Please report each line in the material below that includes "statement".

- [Information supplied]
+---+
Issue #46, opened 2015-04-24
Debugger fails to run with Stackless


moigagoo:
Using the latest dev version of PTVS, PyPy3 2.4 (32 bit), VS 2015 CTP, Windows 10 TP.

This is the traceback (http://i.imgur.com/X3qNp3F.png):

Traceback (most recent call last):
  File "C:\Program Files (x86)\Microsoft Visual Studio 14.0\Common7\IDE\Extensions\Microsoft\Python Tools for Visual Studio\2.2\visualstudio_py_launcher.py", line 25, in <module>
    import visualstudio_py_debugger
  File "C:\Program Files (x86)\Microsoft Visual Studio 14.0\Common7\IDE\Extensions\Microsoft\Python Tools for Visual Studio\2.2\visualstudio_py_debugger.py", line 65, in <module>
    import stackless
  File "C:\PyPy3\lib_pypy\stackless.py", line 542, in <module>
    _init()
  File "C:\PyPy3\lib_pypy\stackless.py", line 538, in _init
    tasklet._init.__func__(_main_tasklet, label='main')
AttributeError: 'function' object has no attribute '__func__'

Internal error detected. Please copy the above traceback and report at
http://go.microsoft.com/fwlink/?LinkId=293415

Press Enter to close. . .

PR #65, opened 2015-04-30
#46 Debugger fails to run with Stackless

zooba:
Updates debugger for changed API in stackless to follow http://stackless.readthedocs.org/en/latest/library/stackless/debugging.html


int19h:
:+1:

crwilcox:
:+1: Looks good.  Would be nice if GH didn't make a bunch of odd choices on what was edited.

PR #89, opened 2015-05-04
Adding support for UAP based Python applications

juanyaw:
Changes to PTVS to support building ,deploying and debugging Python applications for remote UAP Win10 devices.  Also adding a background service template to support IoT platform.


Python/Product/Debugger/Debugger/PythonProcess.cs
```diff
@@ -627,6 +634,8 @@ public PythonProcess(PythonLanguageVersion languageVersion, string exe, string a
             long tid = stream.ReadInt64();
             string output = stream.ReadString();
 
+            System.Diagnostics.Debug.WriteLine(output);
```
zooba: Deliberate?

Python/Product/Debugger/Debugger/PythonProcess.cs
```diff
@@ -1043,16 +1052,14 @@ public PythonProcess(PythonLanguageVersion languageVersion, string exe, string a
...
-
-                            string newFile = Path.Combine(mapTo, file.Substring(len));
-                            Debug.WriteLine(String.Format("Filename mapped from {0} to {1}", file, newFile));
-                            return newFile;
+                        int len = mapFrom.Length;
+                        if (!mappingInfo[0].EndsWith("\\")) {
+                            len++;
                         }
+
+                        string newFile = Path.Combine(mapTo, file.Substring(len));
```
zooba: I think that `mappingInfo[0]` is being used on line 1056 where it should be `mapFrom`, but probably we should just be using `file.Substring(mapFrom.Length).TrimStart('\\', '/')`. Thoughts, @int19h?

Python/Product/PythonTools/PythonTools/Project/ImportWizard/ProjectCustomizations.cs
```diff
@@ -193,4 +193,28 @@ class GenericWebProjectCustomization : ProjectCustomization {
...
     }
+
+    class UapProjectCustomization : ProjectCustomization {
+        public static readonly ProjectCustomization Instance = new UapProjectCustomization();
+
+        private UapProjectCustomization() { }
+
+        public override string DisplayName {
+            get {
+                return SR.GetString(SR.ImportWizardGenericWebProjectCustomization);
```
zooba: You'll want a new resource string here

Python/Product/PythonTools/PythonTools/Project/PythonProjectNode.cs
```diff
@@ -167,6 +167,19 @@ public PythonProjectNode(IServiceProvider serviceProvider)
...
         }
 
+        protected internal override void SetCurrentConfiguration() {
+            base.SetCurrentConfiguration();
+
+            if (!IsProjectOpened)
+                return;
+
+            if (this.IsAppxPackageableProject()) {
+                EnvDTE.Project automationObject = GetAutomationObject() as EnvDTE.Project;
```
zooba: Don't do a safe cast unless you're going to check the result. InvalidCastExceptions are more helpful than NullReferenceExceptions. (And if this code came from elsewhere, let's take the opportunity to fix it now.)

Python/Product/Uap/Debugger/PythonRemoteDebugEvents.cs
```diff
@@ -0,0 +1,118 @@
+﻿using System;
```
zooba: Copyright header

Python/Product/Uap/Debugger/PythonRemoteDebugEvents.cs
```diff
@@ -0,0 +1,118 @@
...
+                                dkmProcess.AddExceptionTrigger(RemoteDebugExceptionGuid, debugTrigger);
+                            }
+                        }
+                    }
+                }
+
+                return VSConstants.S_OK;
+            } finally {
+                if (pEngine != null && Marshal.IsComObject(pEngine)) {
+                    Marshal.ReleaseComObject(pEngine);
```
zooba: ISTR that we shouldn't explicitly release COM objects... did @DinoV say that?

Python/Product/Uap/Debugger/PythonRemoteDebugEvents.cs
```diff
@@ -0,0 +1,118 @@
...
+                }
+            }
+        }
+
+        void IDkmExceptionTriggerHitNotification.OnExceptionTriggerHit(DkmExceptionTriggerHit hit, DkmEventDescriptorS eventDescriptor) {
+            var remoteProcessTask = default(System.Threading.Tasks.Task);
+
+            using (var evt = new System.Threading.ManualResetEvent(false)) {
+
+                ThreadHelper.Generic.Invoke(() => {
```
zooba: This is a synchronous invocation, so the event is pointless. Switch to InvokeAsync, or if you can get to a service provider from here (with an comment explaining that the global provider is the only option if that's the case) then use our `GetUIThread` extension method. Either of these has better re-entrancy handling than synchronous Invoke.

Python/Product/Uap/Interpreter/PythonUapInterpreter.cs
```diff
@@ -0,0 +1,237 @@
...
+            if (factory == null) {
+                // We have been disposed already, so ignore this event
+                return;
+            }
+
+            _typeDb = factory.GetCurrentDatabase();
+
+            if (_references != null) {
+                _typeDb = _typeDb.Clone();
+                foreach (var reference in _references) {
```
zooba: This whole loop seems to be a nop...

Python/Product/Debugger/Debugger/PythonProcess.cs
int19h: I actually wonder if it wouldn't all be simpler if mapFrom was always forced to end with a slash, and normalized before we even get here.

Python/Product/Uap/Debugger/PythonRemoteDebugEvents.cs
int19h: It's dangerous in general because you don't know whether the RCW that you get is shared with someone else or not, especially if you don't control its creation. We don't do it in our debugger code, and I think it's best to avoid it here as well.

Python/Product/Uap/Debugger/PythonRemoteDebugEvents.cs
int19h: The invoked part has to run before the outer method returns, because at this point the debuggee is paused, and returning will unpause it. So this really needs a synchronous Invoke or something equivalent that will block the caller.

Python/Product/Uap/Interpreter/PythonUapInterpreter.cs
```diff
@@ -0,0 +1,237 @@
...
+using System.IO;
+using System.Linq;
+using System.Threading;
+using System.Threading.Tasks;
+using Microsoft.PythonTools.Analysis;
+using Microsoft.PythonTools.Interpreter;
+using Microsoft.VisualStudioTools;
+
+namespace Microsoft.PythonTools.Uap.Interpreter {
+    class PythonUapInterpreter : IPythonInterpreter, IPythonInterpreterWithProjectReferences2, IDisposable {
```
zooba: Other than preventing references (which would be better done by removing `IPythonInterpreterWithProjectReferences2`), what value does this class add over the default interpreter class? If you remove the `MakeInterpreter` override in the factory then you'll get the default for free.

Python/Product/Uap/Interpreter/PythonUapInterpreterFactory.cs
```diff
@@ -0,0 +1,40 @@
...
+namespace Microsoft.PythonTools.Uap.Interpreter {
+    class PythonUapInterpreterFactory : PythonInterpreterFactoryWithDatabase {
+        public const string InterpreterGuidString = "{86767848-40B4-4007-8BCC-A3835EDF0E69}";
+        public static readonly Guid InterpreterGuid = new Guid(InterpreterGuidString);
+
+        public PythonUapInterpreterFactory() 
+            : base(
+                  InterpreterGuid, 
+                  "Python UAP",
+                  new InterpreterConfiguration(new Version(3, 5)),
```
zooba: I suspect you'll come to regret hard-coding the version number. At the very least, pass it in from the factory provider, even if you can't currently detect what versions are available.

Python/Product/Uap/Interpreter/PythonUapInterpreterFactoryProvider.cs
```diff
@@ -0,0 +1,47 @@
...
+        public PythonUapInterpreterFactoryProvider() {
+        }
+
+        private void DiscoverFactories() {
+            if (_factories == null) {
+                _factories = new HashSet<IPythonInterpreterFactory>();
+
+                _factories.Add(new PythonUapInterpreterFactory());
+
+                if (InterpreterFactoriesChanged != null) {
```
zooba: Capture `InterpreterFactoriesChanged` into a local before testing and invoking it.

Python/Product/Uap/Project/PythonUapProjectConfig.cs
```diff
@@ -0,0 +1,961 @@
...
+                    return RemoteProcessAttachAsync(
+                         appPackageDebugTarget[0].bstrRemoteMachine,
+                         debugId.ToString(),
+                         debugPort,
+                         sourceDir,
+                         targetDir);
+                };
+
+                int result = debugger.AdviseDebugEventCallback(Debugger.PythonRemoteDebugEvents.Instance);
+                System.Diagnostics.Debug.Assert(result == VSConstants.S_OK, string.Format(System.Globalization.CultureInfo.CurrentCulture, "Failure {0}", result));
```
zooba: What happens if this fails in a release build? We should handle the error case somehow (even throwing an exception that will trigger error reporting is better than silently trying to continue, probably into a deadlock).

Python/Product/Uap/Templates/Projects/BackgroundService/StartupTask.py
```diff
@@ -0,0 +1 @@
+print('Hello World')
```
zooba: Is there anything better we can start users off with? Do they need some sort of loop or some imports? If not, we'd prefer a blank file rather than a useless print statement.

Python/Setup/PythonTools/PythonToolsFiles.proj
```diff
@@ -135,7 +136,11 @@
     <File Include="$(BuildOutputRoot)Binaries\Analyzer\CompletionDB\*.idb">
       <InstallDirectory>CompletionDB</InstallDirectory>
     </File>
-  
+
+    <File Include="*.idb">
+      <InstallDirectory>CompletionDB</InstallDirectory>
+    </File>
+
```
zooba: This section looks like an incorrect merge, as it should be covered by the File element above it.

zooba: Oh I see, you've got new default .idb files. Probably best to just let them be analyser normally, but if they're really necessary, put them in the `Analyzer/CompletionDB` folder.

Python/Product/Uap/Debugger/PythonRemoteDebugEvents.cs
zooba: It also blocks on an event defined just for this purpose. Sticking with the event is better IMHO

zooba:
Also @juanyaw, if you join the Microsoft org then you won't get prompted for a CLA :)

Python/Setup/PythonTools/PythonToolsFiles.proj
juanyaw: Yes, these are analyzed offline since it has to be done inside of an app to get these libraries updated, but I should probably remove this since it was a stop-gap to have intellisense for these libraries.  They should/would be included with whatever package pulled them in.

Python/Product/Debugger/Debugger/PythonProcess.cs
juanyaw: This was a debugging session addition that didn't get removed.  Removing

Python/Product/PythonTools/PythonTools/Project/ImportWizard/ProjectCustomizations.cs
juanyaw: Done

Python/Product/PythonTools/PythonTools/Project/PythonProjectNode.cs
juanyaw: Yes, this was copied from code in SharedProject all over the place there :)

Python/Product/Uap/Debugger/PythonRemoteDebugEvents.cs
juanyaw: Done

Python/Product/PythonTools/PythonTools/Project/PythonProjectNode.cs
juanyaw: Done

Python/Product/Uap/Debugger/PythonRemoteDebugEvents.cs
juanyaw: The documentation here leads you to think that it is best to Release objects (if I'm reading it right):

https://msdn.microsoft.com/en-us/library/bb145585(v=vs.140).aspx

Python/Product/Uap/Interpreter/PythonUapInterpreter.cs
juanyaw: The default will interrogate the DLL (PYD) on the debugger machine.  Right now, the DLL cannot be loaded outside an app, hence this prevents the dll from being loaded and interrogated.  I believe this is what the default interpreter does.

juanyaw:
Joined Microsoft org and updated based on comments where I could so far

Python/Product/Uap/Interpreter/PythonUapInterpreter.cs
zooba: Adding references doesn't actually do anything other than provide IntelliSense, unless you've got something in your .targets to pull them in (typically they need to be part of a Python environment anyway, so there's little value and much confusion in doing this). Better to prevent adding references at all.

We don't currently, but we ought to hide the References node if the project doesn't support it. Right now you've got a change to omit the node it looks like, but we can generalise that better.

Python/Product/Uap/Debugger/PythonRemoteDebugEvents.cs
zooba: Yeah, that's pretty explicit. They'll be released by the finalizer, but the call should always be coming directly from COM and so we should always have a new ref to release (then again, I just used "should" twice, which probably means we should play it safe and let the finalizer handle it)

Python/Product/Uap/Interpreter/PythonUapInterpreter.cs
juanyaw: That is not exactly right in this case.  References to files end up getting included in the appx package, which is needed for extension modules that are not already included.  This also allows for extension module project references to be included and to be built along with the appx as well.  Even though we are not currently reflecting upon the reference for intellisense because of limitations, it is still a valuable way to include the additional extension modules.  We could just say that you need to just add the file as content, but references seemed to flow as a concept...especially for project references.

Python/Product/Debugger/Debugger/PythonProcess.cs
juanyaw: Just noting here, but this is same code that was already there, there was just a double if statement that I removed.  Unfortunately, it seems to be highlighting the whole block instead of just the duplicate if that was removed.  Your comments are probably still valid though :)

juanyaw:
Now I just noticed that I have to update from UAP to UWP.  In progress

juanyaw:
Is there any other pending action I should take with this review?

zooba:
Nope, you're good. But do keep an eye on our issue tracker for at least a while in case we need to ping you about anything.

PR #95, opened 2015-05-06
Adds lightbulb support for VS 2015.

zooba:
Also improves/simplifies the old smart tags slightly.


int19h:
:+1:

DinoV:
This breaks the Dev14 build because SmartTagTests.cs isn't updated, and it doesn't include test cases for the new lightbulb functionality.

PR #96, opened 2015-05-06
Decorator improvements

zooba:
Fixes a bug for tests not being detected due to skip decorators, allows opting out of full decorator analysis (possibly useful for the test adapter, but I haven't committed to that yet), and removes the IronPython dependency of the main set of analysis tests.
+---+
- [Result of this task]
zooba: Is there anything better we can start users off with? Do they need some sort of loop or some imports? If not, we'd prefer a blank file rather than a useless print statement.
juanyaw: Just noting here, but this is same code that was already there, there was just a double if statement that I removed.  Unfortunately, it seems to be highlighting the whole block instead of just the duplicate if that was removed.  Your comments are probably still valid though :)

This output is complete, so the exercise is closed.